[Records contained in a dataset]
- Opening Delimiter -

PR #807, opened 2019-12-11
Eliminate the use of RTTI

rdb:
We currently use RTTI for one purpose alone: giving type names to dynamically registered types in the type system, so that we can define `init_type()` for template types.  Because there is a cost to having RTTI enabled that is not worth the minimal benefit it gives us, we disable this for NDEBUG builds.  This is a problem for ABI compatibility, since it means that the typeinfo symbols are available in the Standard builds, but not in Release.

C++ does not have a standard way to get the type names without RTTI.  There is however a way to get this by using compiler-specific diagnostic information provided in internal variables.  Every compiler makes this available, including MSVC (although we don't need it there, because MSVC is the only compiler that does not require RTTI to be enabled to use `typeid(T).name()`).  The compilers are fairly unlikely to change the format, since they know that a fair number of projects (including, Boost) now rely on this.

This is hacky enough that I want a second opinion on whether this is worth it, or whether we should go for another solution (such as simply enabling RTTI even if we only use it for something so silly).

### DIFF
--- a/dtool/src/dtoolbase/register_type.I
+++ b/dtool/src/dtoolbase/register_type.I
@@ -112,3 +112,44 @@ register_dynamic_type(const std::string &name,
   registry->record_derivation(type_handle, parent4);
   return type_handle;
 }
+
+/**
+ * This is a helper that returns the type name for any given type.
+ */
+template<class T>
+INLINE std::basic_string<char>
+_get_type_name() {
+#if defined(__clang__)
+  static const size_t entire_size = sizeof(__PRETTY_FUNCTION__) - 1;
+  static const size_t prefix_size = sizeof("std::basic_string<char> _get_type_name() [T = ") - 1;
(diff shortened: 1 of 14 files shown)


Moguri:
@CFSworks any thoughts on this?

@rdb any new thoughts on this? Have we characterized the cost of RTTI for NDEBUG builds?

rdb:
IIRC we were both somewhat unhappy with the ugliness of this approach, yet enabling RTTI for such a minor function seems not worth it.  Not exactly sure how to proceed.

Maybe a cleaner way to circumvent this is to just give `init_type()` for templates (like RefCountObj) an argument requiring the full name of the contained type to be given explicitly.

Moguri:
Should we create a discussion issue for this an close this PR until we're ready for it? I would prefer only keep active PRs open. We can still reference this PR from an issue, and we can also re-open the PR if desired.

- Closing Delimiter -

**What the task requires**
Retype only the lines above between the line with "(diff shortened: 1 of 14 files shown)" and the line with "IIRC we were", counting those two lines as well, and keep every character as it is.

**Finished task**
(diff shortened: 1 of 14 files shown)


Moguri:
@CFSworks any thoughts on this?

@rdb any new thoughts on this? Have we characterized the cost of RTTI for NDEBUG builds?

rdb:
IIRC we were both somewhat unhappy with the ugliness of this approach, yet enabling RTTI for such a minor function seems not worth it.  Not exactly sure how to proceed.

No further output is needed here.